Библейский, сакральный «подтекст» просвечивает, оказывается, во всех — даже самых «светских» по теме — вещах Булгакова. Мы видим, как это происходит во всех срезах его художественной структуры — от смыслового («христологические» мотивы есть везде — от «Последних дней» до «Театрального романа» и от «Бега» до «Кабалы святош»; все любимые булгаковские персонажи — пророки; каждое сочинение Булгакова повествует о «последних днях» — крестной гибели на Голгофе) до лексического, фонетического (Пончик из «Адама и Евы» — это сниженное «Понтий», Вестовой в «Беге» — «ангел» и т. д).
Тут возникает вопрос: был ли Булгаков мистическим писателем? Каковы были вероисповедные основы его творчества? На этот вопрос Мирон Петровский отвечает решительно и в то же время корректно. «Бог метафизики очень мало занимает Булгакова, но его чрезвычайно заботит Бог этики». Булгаковские представления о Боге «внецерковны» — и близки к основам протестантской этики. «Киев… приучал Булгакова к концентрированным источникам… протестантской идеологии — этой „естественной“ формы религиозности становящегося буржуазного города».
Еще один неожиданный источник «христологических мотивов» — евангельский пласт работ Н. Ге, выпускника той же Первой гимназии, что и Булгаков. Известен отклик Л. Толстого на картину Ге «Распятие» — и на образе булгаковского Мастера, полагает Петровский, лежит отсвет толстовской фразы.
«В коробочке киевской сцены». Обращение к киевским контекстам Булгакова предоставляет автору замечательно плодотворную возможность проверить его давнюю и любимую мысль.
О чем бы ни писал в своих сочинениях Мирон Петровский — о «Двенадцати» Блока («У истоков „Двенадцати“»), о литературной сказке («Книги нашего детства»), об игровом начале в стихах Хармса («Возвращение Даниила Хармса»), о русском романсе («Книга о русском романсе») или о чеховской тарарабумбии, — он всегда очерчивает и собственное исследовательское поле, которое, может быть, вернее всего определить словосочетанием «типология городской культуры» (и здесь он последователь не только Пиксанова, но и Проппа). А на этой территории главный предмет его заботы — понять, как низовые жанры культуры питают ее вершинные достижения; и одну из главных линий книги «Мастер и Город» можно обозначить как «творчество Булгакова и массовые жанры».
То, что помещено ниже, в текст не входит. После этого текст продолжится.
PR #6527, opened 2025-11-06
Replace `__throw_meow` by `_CCCL_THROW(meow)`

davebayer:
Since we have the `_CCCL_THROW` macro, we can remove the `__thow_meow` functions which only conditionally throw if exceptions are enabled.

This change has a very important consequence: if we `throw` in a function that is marked as `noexcept`, we get a compiler warning.

### DIFF
--- a/cudax/include/cuda/experimental/__launch/launch.cuh
+++ b/cudax/include/cuda/experimental/__launch/launch.cuh
@@ -121,7 +121,7 @@ _CCCL_HOST_API auto __launch_impl(_Dst&& __dst, _Config __conf, ::CUfunction __k
   ::cudaError_t __status = cuda::__detail::apply_kernel_config(__conf, __config, __kernel);
   if (__status != ::cudaSuccess)
   {
-    _CCCL_THROW(cuda::cuda_error, __status, "Failed to prepare a launch configuration");
+    _CCCL_THROW(::cuda::cuda_error, __status, "Failed to prepare a launch configuration");
   }
 
   __config.gridDimX  = block.dims(grid, __conf).x;
--- a/libcudacxx/include/cuda/__algorithm/copy.h
+++ b/libcudacxx/include/cuda/__algorithm/copy.h
@@ -76,7 +76,7 @@ _CCCL_HOST_API void __copy_bytes_impl(
 
   if (__src.size_bytes() > __dst.size_bytes())
   {
-    _CCCL_THROW(std::invalid_argument, "Copy destination is too small to fit the source data");
+    _CCCL_THROW(::std::invalid_argument, "Copy destination is too small to fit the source data");
   }
   if (__src.size_bytes() == 0)
   {
@@ -121,12 +121,12 @@ _CCCL_HOST_API void __copy_bytes_impl(
   // Check only destination, because the layout of destination is the same as source
   if (!__dst.is_exhaustive())
   {
-    _CCCL_THROW(std::invalid_argument, "copy_bytes supports only exhaustive mdspans");
+    _CCCL_THROW(::std::invalid_argument, "copy_bytes supports only exhaustive mdspans");
   }
 
   if (__src.extents() != __dst.extents())
   {
-    _CCCL_THROW(std::invalid_argument, "Copy destination size differs from the source");
+    _CCCL_THROW(::std::invalid_argument, "Copy destination size differs from the source");
   }
 
   ::cuda::__detail::__copy_bytes_impl(
--- a/libcudacxx/include/cuda/__algorithm/fill.h
+++ b/libcudacxx/include/cuda/__algorithm/fill.h
@@ -55,7 +55,7 @@ _CCCL_HOST_API void __fill_bytes_impl(stream_ref __stream,
   // Check if the mdspan is exhaustive
   if (!__dst.is_exhaustive())
   {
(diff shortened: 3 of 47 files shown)


libcudacxx/include/cuda/__algorithm/copy.h
```diff
@@ -26,9 +26,12 @@
 #  include <cuda/__algorithm/common.h>
 #  include <cuda/__stream/stream_ref.h>
 #  include <cuda/std/__concepts/concept_macros.h>
+#  include <cuda/std/__exception/exception_macros.h>
 #  include <cuda/std/mdspan>
 #  include <cuda/std/span>
 
+#  include <stdexcept>
```
miscco: This is a bug, we cannot include that file with nvrtc. This needs to be handled centrally in `<cuda/std/__exception/exception_macros.h>`

miscco (changes requested):

libcudacxx/include/cuda/__algorithm/copy.h
davebayer: The contents are guarded by `#if _CCCL_HAS_CTK() && !_CCCL_COMPILER(NVRTC)`

libcudacxx/include/cuda/__barrier/barrier_block_scope.h
```diff
@@ -44,6 +44,10 @@
 #include <cuda/std/__new/device_new.h>
 #include <cuda/std/cstdint>
 
+#if !_CCCL_COMPILER(NVRTC)
+#  include <new>
+#endif // !_CCCL_COMPILER(NVRTC)
```
miscco: Didnt we want to move that somewhere else?

libcudacxx/include/cuda/std/__pstl/cuda/for_each_n.h
```diff
@@ -60,7 +60,7 @@ struct __pstl_dispatch<__pstl_algorithm::__for_each_n, __execution_backend::__cu
 
     auto __stream = ::cuda::__call_or(::cuda::get_stream, ::cuda::stream_ref{cudaStreamPerThread}, __policy);
 
-    _CCCL_TRY_CUDA_API(
+    _CCCL_TERMINATE_CUDA_API(
```
fbusato: the name is not very intuitive.

libcudacxx/include/cuda/__runtime/api_wrapper.h
```diff
@@ -45,6 +47,20 @@
     _CCCL_ASSERT(__status == cudaSuccess, _MSG);                        \
   } while (0)
 
+#define _CCCL_TERMINATE_CUDA_API(_NAME, _MSG, ...)                                 \
```
fbusato: the macro name is not very clear. Would be better to find a more intuitive name. `_CCCL_REQUIRE_CUDA_API` or `_CCCL_CHECK_CUDA_API` or `_CCCL_CUDA_API_FATAL`, etc.

fbusato (approved):

libcudacxx/include/cuda/__runtime/api_wrapper.h
davebayer: What about `_CCCL_ABORT_CUDA_API`? I don't like that the alternatives that you proposed don't actually say what it would do.

fbusato: `TERMINATE` better than `ABORT` because it uses `cuda::std::terminate`. We could keep `_CCCL_TERMINATE_CUDA_API`.
My point is that the API name seems to say "terminate the program" instead of "terminate if the API fails".

davebayer: I got rid of it completely

cudax/include/cuda/experimental/__launch/launch.cuh
```diff
@@ -120,7 +121,7 @@ _CCCL_HOST_API auto __launch_impl(_Dst&& __dst, _Config __conf, ::CUfunction __k
   ::cudaError_t __status = cuda::__detail::apply_kernel_config(__conf, __config, __kernel);
   if (__status != ::cudaSuccess)
   {
-    ::cuda::__throw_cuda_error(__status, "Failed to prepare a launch configuration");
+    _CCCL_THROW(cuda::cuda_error, __status, "Failed to prepare a launch configuration");
```
miscco: Shouldnt all those be 
```suggestion
    _CCCL_THROW(::cuda::cuda_error, __status, "Failed to prepare a launch configuration");
```

libcudacxx/include/cuda/__algorithm/fill.h
```diff
@@ -53,7 +55,7 @@ _CCCL_HOST_API void __fill_bytes_impl(stream_ref __stream,
   // Check if the mdspan is exhaustive
   if (!__dst.is_exhaustive())
   {
-    ::cuda::std::__throw_invalid_argument("fill_bytes supports only exhaustive mdspans");
+    _CCCL_THROW(std::invalid_argument, "fill_bytes supports only exhaustive mdspans");
```
miscco: We should also use `::std::` always

miscco (commented):
As discussed internally, we should not hide the global qualification inside the macro. 

It is *really* important and we should always use it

Петровский продолжает мысль Тынянова — о том, что литература оплодотворяется низовыми жанрами. Надо сказать (такое мнение, во всяком случае, складывается в ходе чтения книги), что Булгаков оказался писателем не просто открытым для такой интерпретации, а как будто специально позаботившимся о своем будущем исследователе, который решил бы задаться этим вопросом.
Сочинения Булгакова наполнены «чужими голосами», и это голоса не только знаменитых солистов, но и хора анонимов (так, в «Мастере и Маргарите» слышен не только «известный драматический талант артист Куролесов», но и хор служащих городского филиала Зрелищной комиссии, «оглашающих переулок популярной песней»).
Оперетта, вертеп (украинский кукольный театр), эстрада, массовая песня и массовая литература (говоря булгаковским словом — МАССОЛИТ) — вот перечень (далеко не полный) тех «низовых» жанров, которые были источниками творчества вершинного мастера. Эти источники, «как правило, принадлежат демократической, массовой и даже кичевой литературе», настаивает автор.
Здесь Петровский предстает и как наследник Чуковского, которого он считает первооткрывателем явления «массовой культуры» и «кича»: «„Кич“ сложился и был открыт как раз тогда, когда эпоха фольклора шла к своему естественному завершению. Для демократических масс „кич“ стал заменителем фольклора в бесфольклорную эпоху, а для высокого искусства — от Блока и далее — „источником“, каким прежде был фольклор…» «В массовой культуре он (Чуковский. — О. К.) открыл такие фольклорно-мифологические средства воздействия (суггестии), которые могут быть использованы для создания высоких художественных ценностей» («Книги нашего детства»).